### Task directions
For this exercise, output the line containing "--- a/io/src/main/scala/sbt/io/Using.scala" and all lines after it to the end of the records, exactly, with no other content.

□ □ □ □ □

PR #208, opened 2018-12-15
avoid exposing private type in API

bbjubjub2494:
a bunch of methods in `Using` expose `OpenFile[T]` as a type. It took me a while to figure out that it was a subtype of `Using[File, T]` since `OpenFile` isn't exposed. I reckon changing the exposed type could improve UX. This is so since the first commit, so I don't know if there's a particular reason.

### DIFF
--- a/io/src/main/scala/sbt/io/Using.scala
+++ b/io/src/main/scala/sbt/io/Using.scala
@@ -69,9 +69,9 @@ object Using {
       def close(s: T) = closeF(s)
     }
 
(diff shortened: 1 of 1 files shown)


typesafe-tools:
To validate this pull request against other sbt modules, please visit <A HREF="https://jenkins.scala-sbt.org:8592/job/sbt-validator/parambuild/?sbt=develop&zinc=develop&io=pull/208/head&librarymanagement=develop&util=develop&website=develop&deploy_to_bintray=false&run_sbt_community=false&verbose_dbuild=false&community_verbose=false">this link.</A>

□ □ □ □ □

### Answer
--- a/io/src/main/scala/sbt/io/Using.scala
+++ b/io/src/main/scala/sbt/io/Using.scala
@@ -69,9 +69,9 @@ object Using {
       def close(s: T) = closeF(s)
     }
 
(diff shortened: 1 of 1 files shown)


typesafe-tools:
To validate this pull request against other sbt modules, please visit <A HREF="https://jenkins.scala-sbt.org:8592/job/sbt-validator/parambuild/?sbt=develop&zinc=develop&io=pull/208/head&librarymanagement=develop&util=develop&website=develop&deploy_to_bintray=false&run_sbt_community=false&verbose_dbuild=false&community_verbose=false">this link.</A>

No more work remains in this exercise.